Notturno bizantino, Luigi De Pascalis, La Lepre. Segnalato al Campiello. Candidato allo Strega. Un ottimo libro. De Pascalis è scrittore di chiara fama, e la sua prosa non conosce imperfezioni: ampia, raffinata, elegante, arguta, aggraziata, brillante. La storia è materia, personaggio, pretesto: per parlare dell’uomo, di noi, delle miserie umane, della solidarietà, del tempo, che tutto erode, fagocita, distrugge, dei cambiamenti, le cose, come diceva Emily Dickinson, che volano e che restano, della decadenza. Di un mondo.

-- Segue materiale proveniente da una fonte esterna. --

PR #8072, opened 2025-06-13
feat(helm): enable zero downtime rollouts

littldr:
I noticed that there is a brief downtime every time I change the helm chart configuration.

Looking into the helm chart, I found it lacks proper health check configuration. Which results in the container being immediately considered as available, even if the process has not started yet.

I also added a deployment strategy and exposed values to configure it to the user needs. The defined values are the defaults in Kubernetes, if you omit the whole section.

Hope this change helps to improve the self-hosting experience of phoenix.
Thanks for the great work! :)

## Summary by Sourcery

Enable zero downtime rollouts in the Helm chart by adding a rolling update deployment strategy, default replica count, and configurable health checks.

New Features:
- Introduce a RollingUpdate deployment strategy with user-configurable maxUnavailable and maxSurge values
- Expose replicaCount (default 2) to support multiple pods for zero downtime updates
- Add configurable liveness, readiness, and startup probes with sensible defaults

Documentation:
- Update Helm README to document new deployment.strategy, replicaCount, and healthChecks values


ArcticFaded (approved):
Thanks for the contribution on the replica count, rolling updates and readiness, liveness, and startup probe!

PR #8110, opened 2025-06-16
fix: span prompt template export

### LINKED ISSUE #7722: [BUG]:  prompt template variables are not mapped to KV pairs during dataset export
### Where do you use Phoenix

Phoenix Cloud (app.phoenix.arize.com)

10

Cloud

_No response_

_No response_

_No response_

### What happened?

Exported LLM spans with kv pairs that contained prompt template variables

kv pairs to be in the dataset

as reported by @arizedatngo 

### Additional information

_No response_

GeLi2001:
resolves #7722 
Screenshot 2025-06-16 at 11 43 03 AM


tests/integration/client/conftest.py
```diff
@@ -110,7 +110,22 @@ def query_fn() -> Optional[tuple[tuple[SpanId, SpanGlobalId], tuple[SpanId, Span
...
+    is_postgresql = os.environ.get("CI_TEST_DB_BACKEND") == "postgresql"
+
+    if is_ci and is_postgresql:
+        # CI with PostgreSQL needs more time
+        retries = 120  # Double the retries
+        max_wait_time = 2.0  # Longer max wait time
+    else:
+        # Default values for local testing
+        retries = 60
+        max_wait_time = 1.0
```
axiomofjoy: This is a very large number of retries. Do we need so many?

GeLi2001: yeeeah I think its too large, let me test with smaller ones and get back with some test results

GeLi2001: discussed on slack to remove IT changes for now

RogerHYang (changes requested):
actually, wouldn't this conflict with existing keys?

src/phoenix/server/api/helpers/dataset_helpers.py
```diff
@@ -91,6 +91,9 @@ def _get_llm_span_input(
     if not input:
         input = _get_generic_io_value(io_value=input_value, mime_type=input_mime_type, kind="input")
     if prompt_template_variables_data := _safely_json_decode(prompt_template_variables):
+        # Hoist template variables to top level as individual key-value pairs
+        input.update(prompt_template_variables_data)
+        # Keep the original nested structure for compatibility
         input["prompt_template_variables"] = prompt_template_variables_data
```
axiomofjoy:
```suggestion
```

Let's nix this extra line.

Di un sogno. Di una nazione. Delle relazioni tra gli individui. Della morale. La lunga fine di un impero è il sottotitolo, azzeccato, preciso, puntuale. Costantinopoli cade nel millequattrocentocinquantatré, non c’è più al mondo un impero romano: ma tutto torna, e certe dinamiche, ciclicamente, si ripetono, come il sole tornano a sorgere. Di Grecia abbandonata, per dire, in fondo ne abbiamo sentito parlare in tempi molto più recenti, no? Da non perdere.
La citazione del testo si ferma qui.